Records shown section start

Issue #493, opened 2017-04-12
comment pass creates new EMPTY nodes that confuses code generator


bowenni:
Background:
Our comments conversion has a limitation that [a comment must be attached to a node](https://github.com/angular/clutz/blob/fa3c63542df96b217b269afa49a01d453a208e11/src/main/java/com/google/javascript/gents/NodeComments.java#L9). This way, when code generator emits TS code, it knows where to [append the corresponding comment](https://github.com/angular/clutz/blob/fa3c63542df96b217b269afa49a01d453a208e11/src/main/java/com/google/javascript/gents/GentsCodeGenerator.java#L31-L35) to the node.

Problem0:
Given a comment that is more than one line above the next node(not exactly the same as next line, see example below), we [create a new EMPTY node to hold that comment](https://github.com/angular/clutz/blob/fa3c63542df96b217b269afa49a01d453a208e11/src/main/java/com/google/javascript/gents/CommentLinkingPass.java#L215). This breaks the children count assertion in code generator for some nodes (such as [`GETPROP` expects 2 children](https://github.com/google/closure-compiler/blob/120d1c7a8d96d9c81a92e6600e1c0e2c7cbdcb98/src/com/google/javascript/jscomp/CodeGenerator.java#L737-L738), [`IF` expects 2 or 3 children](https://github.com/google/closure-compiler/blob/120d1c7a8d96d9c81a92e6600e1c0e2c7cbdcb98/src/com/google/javascript/jscomp/CodeGenerator.java#L817)).
Example:
```javascript
a(
// comment
)
.b();  <- next node is here.
```
```javascript
if (a) {
  // comment
}
else {  <- next node is 2 lines away from the comment
}
```
produces 4 children:
```
IF 1 [length: 23]
    NAME a 1 [length: 1]
    BLOCK 1 [length: 7]
    EMPTY
    BLOCK 4 [length: 3]
```

Problem1:
Only comments attached to nodes that requires code generator to call [`add()` function](https://github.com/angular/clutz/blob/fa3c63542df96b217b269afa49a01d453a208e11/src/main/java/com/google/javascript/gents/GentsCodeGenerator.java#L28) will be kept. Other comments are stored in the `nodesToComment` map but are never used.
[...]

PR #494, opened 2017-04-12
fix(gents) - Attempt to fix some comments conversion issues

bowenni:
Fixes https://github.com/angular/clutz/issues/493.
Current error pattern:
```javascript
a(
// comment
)
.b();
```
```javascript
if (a) {
  // comment
}
else {
}
```

### DIFF
--- a/src/main/java/com/google/javascript/gents/CommentLinkingPass.java
+++ b/src/main/java/com/google/javascript/gents/CommentLinkingPass.java
@@ -1,6 +1,7 @@
 package com.google.javascript.gents;
 
 import com.google.common.collect.ImmutableList;
+import com.google.common.collect.ImmutableSet;
 import com.google.javascript.jscomp.Compiler;
 import com.google.javascript.jscomp.CompilerPass;
 import com.google.javascript.jscomp.NodeTraversal;
@@ -50,6 +51,20 @@ public final class CommentLinkingPass implements CompilerPass {
   private static final Pattern[] COMMENT_REPLACEMENTS = {
     Pattern.compile("//\\s*goog.scope\\s*(?<keep>)")
   };
+
+  /**
+   * These nodes can expand their children with new EMPTY nodes. We will use that as a placeholder
+   * for floating comments.
+   */
+  private static final ImmutableSet<Token> TOKENS_CAN_HAVE_EMPTY_CHILD =
+      ImmutableSet.of(Token.SCRIPT, Token.MODULE_BODY, Token.BLOCK);
+  /**
+   * Comments assigned to these nodes will not be emitted during code generation because these nodes
+   * don't use add(Node n, Context ctx). Therefore we avoid assigning comments to them.
+   */
+  // TODO(bowenni): More nodes missing here?
+  private static final ImmutableSet<Token> TOKENS_IGNORE_COMMENTS =
+      ImmutableSet.of(Token.LABEL_NAME, Token.NAME, Token.GENERIC_TYPE, Token.BLOCK);
 
   private final Compiler compiler;
   private final NodeComments nodeComments;
@@ -136,6 +151,10 @@ public final class CommentLinkingPass implements CompilerPass {
 
     /** Flushes the comment buffer, linking it to the provided node. */
     private void linkCommentBufferToNode(Node n) {
+      if (!canHaveComment(n)) {
+        linkCommentBufferToNode(n.getParent());
+        return;
+      }
       StringBuilder sb = new StringBuilder();
       String sep = "\n";
       for (Comment c : commentBuffer) {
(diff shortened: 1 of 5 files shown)


src/main/java/com/google/javascript/gents/CommentLinkingPass.java
```diff
@@ -223,12 +291,14 @@ public final boolean shouldTraverse(NodeTraversal nodeTraversal, Node n, Node pa
       } else if (getLastLineOfCurrentComment() == line - 1) {
         // Comment ends just before code
         linkCommentBufferToNode(n);
-      } else if (!hasRemainingComments()) {
-        // Exhausted all comments, output floating comment before current node
```
bowenni: We haven't necessarily exhausted all comments yet. It's possible that we just outputted the current group of comments in the while loop above and shifted the next comment in buffer (which is the real last comment, therefore `!hasRemaingComments()`).

src/test/java/com/google/javascript/gents/singleTests/comments.js
```diff
@@ -44,3 +44,28 @@ var x;
...
+var a = function() {
+  return {
+    b: function() {}
+  }
+};
+var c = function() {};
+
+// comment before GETPROP
+a(
+// comment in GETPROP
```
rkirov: I am still confused why this is in GETPROP and not in FUNC_CALL (or something of sorts).

src/main/java/com/google/javascript/gents/CommentLinkingPass.java
```diff
@@ -180,6 +210,42 @@ private Node newFloatingCommentFromBuffer() {
...
+        outputFloatingCommentFromBuffer(parent);
+      }
+    }
+
+    private boolean canHaveComment(Node n) {
+      if (TOKENS_SET_IGNORE_COMMENTS.contains(n.getToken())) {
+        return false;
+      }
+
+      // Special case: GETPROP node's second child(the property name) loses comments.
```
rkirov: second or last? Do we even have guarantees GETPROP has only two children? This AST is atrocious :)

src/main/java/com/google/javascript/gents/CommentLinkingPass.java
```diff
@@ -180,6 +210,42 @@ private Node newFloatingCommentFromBuffer() {
...
+     * sensitive about its children count/order, then try to put the comment in current node. If the
+     * current node doesn't accept comments (for example a BLOCK node will ignore any comments
+     * mapped to it), then attach the comments to the parent node. The parent node might not be the
+     * best place to hold the comment but at least we don't lose the comment and we don't break code
+     * generation.
+     *
+     * @param n
+     */
+    private void outputFloatingCommentFromBuffer(Node n) {
+      Node parent = n.getParent();
```
rkirov: it the worst case scenario we hit ROOT and  ROOT.getParent() is null, so maybe add if (n == null) return;
I am ok with dropping some comments in extreme situations instead of crashing with NPE.

src/main/java/com/google/javascript/gents/CommentLinkingPass.java
rkirov: Instead of being smart in interleaving collecting comments and writing them, maybe down the road we can refactor this as a two step process:
- collect all comments (moving them up and down as we see fit)
- emit all comment from NodeComments mapping.
I think this will avoid such problems (if I understand them correctly)

bowenni: Discussed offline. This is OK for a bug fix.
In general this is confusing here. A lot of invariants are hidden in code. We should consider refactoring if we encounter more issues with comments.

src/main/java/com/google/javascript/gents/CommentLinkingPass.java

Records shown section end

Retype the data. Every line must match the original exactly.

**Result for this exercise:**
Issue #493, opened 2017-04-12
comment pass creates new EMPTY nodes that confuses code generator


bowenni:
Background:
Our comments conversion has a limitation that [a comment must be attached to a node](https://github.com/angular/clutz/blob/fa3c63542df96b217b269afa49a01d453a208e11/src/main/java/com/google/javascript/gents/NodeComments.java#L9). This way, when code generator emits TS code, it knows where to [append the corresponding comment](https://github.com/angular/clutz/blob/fa3c63542df96b217b269afa49a01d453a208e11/src/main/java/com/google/javascript/gents/GentsCodeGenerator.java#L31-L35) to the node.

Problem0:
Given a comment that is more than one line above the next node(not exactly the same as next line, see example below), we [create a new EMPTY node to hold that comment](https://github.com/angular/clutz/blob/fa3c63542df96b217b269afa49a01d453a208e11/src/main/java/com/google/javascript/gents/CommentLinkingPass.java#L215). This breaks the children count assertion in code generator for some nodes (such as [`GETPROP` expects 2 children](https://github.com/google/closure-compiler/blob/120d1c7a8d96d9c81a92e6600e1c0e2c7cbdcb98/src/com/google/javascript/jscomp/CodeGenerator.java#L737-L738), [`IF` expects 2 or 3 children](https://github.com/google/closure-compiler/blob/120d1c7a8d96d9c81a92e6600e1c0e2c7cbdcb98/src/com/google/javascript/jscomp/CodeGenerator.java#L817)).
Example:
```javascript
a(
// comment
)
.b();  <- next node is here.
```
```javascript
if (a) {
  // comment
}
else {  <- next node is 2 lines away from the comment
}
```
produces 4 children:
```
IF 1 [length: 23]
    NAME a 1 [length: 1]
    BLOCK 1 [length: 7]
    EMPTY
    BLOCK 4 [length: 3]
```

Problem1:
Only comments attached to nodes that requires code generator to call [`add()` function](https://github.com/angular/clutz/blob/fa3c63542df96b217b269afa49a01d453a208e11/src/main/java/com/google/javascript/gents/GentsCodeGenerator.java#L28) will be kept. Other comments are stored in the `nodesToComment` map but are never used.
[...]

PR #494, opened 2017-04-12
fix(gents) - Attempt to fix some comments conversion issues

bowenni:
Fixes https://github.com/angular/clutz/issues/493.
Current error pattern:
```javascript
a(
// comment
)
.b();
```
```javascript
if (a) {
  // comment
}
else {
}
```

### DIFF
--- a/src/main/java/com/google/javascript/gents/CommentLinkingPass.java
+++ b/src/main/java/com/google/javascript/gents/CommentLinkingPass.java
@@ -1,6 +1,7 @@
 package com.google.javascript.gents;
 
 import com.google.common.collect.ImmutableList;
+import com.google.common.collect.ImmutableSet;
 import com.google.javascript.jscomp.Compiler;
 import com.google.javascript.jscomp.CompilerPass;
 import com.google.javascript.jscomp.NodeTraversal;
@@ -50,6 +51,20 @@ public final class CommentLinkingPass implements CompilerPass {
   private static final Pattern[] COMMENT_REPLACEMENTS = {
     Pattern.compile("//\\s*goog.scope\\s*(?<keep>)")
   };
+
+  /**
+   * These nodes can expand their children with new EMPTY nodes. We will use that as a placeholder
+   * for floating comments.
+   */
+  private static final ImmutableSet<Token> TOKENS_CAN_HAVE_EMPTY_CHILD =
+      ImmutableSet.of(Token.SCRIPT, Token.MODULE_BODY, Token.BLOCK);
+  /**
+   * Comments assigned to these nodes will not be emitted during code generation because these nodes
+   * don't use add(Node n, Context ctx). Therefore we avoid assigning comments to them.
+   */
+  // TODO(bowenni): More nodes missing here?
+  private static final ImmutableSet<Token> TOKENS_IGNORE_COMMENTS =
+      ImmutableSet.of(Token.LABEL_NAME, Token.NAME, Token.GENERIC_TYPE, Token.BLOCK);
 
   private final Compiler compiler;
   private final NodeComments nodeComments;
@@ -136,6 +151,10 @@ public final class CommentLinkingPass implements CompilerPass {
 
     /** Flushes the comment buffer, linking it to the provided node. */
     private void linkCommentBufferToNode(Node n) {
+      if (!canHaveComment(n)) {
+        linkCommentBufferToNode(n.getParent());
+        return;
+      }
       StringBuilder sb = new StringBuilder();
       String sep = "\n";
       for (Comment c : commentBuffer) {
(diff shortened: 1 of 5 files shown)


src/main/java/com/google/javascript/gents/CommentLinkingPass.java
```diff
@@ -223,12 +291,14 @@ public final boolean shouldTraverse(NodeTraversal nodeTraversal, Node n, Node pa
       } else if (getLastLineOfCurrentComment() == line - 1) {
         // Comment ends just before code
         linkCommentBufferToNode(n);
-      } else if (!hasRemainingComments()) {
-        // Exhausted all comments, output floating comment before current node
```
bowenni: We haven't necessarily exhausted all comments yet. It's possible that we just outputted the current group of comments in the while loop above and shifted the next comment in buffer (which is the real last comment, therefore `!hasRemaingComments()`).

src/test/java/com/google/javascript/gents/singleTests/comments.js
```diff
@@ -44,3 +44,28 @@ var x;
...
+var a = function() {
+  return {
+    b: function() {}
+  }
+};
+var c = function() {};
+
+// comment before GETPROP
+a(
+// comment in GETPROP
```
rkirov: I am still confused why this is in GETPROP and not in FUNC_CALL (or something of sorts).

src/main/java/com/google/javascript/gents/CommentLinkingPass.java
```diff
@@ -180,6 +210,42 @@ private Node newFloatingCommentFromBuffer() {
...
+        outputFloatingCommentFromBuffer(parent);
+      }
+    }
+
+    private boolean canHaveComment(Node n) {
+      if (TOKENS_SET_IGNORE_COMMENTS.contains(n.getToken())) {
+        return false;
+      }
+
+      // Special case: GETPROP node's second child(the property name) loses comments.
```
rkirov: second or last? Do we even have guarantees GETPROP has only two children? This AST is atrocious :)

src/main/java/com/google/javascript/gents/CommentLinkingPass.java
```diff
@@ -180,6 +210,42 @@ private Node newFloatingCommentFromBuffer() {
...
+     * sensitive about its children count/order, then try to put the comment in current node. If the
+     * current node doesn't accept comments (for example a BLOCK node will ignore any comments
+     * mapped to it), then attach the comments to the parent node. The parent node might not be the
+     * best place to hold the comment but at least we don't lose the comment and we don't break code
+     * generation.
+     *
+     * @param n
+     */
+    private void outputFloatingCommentFromBuffer(Node n) {
+      Node parent = n.getParent();
```
rkirov: it the worst case scenario we hit ROOT and  ROOT.getParent() is null, so maybe add if (n == null) return;
I am ok with dropping some comments in extreme situations instead of crashing with NPE.

src/main/java/com/google/javascript/gents/CommentLinkingPass.java
rkirov: Instead of being smart in interleaving collecting comments and writing them, maybe down the road we can refactor this as a two step process:
- collect all comments (moving them up and down as we see fit)
- emit all comment from NodeComments mapping.
I think this will avoid such problems (if I understand them correctly)

bowenni: Discussed offline. This is OK for a bug fix.
In general this is confusing here. A lot of invariants are hidden in code. We should consider refactoring if we encounter more issues with comments.

src/main/java/com/google/javascript/gents/CommentLinkingPass.java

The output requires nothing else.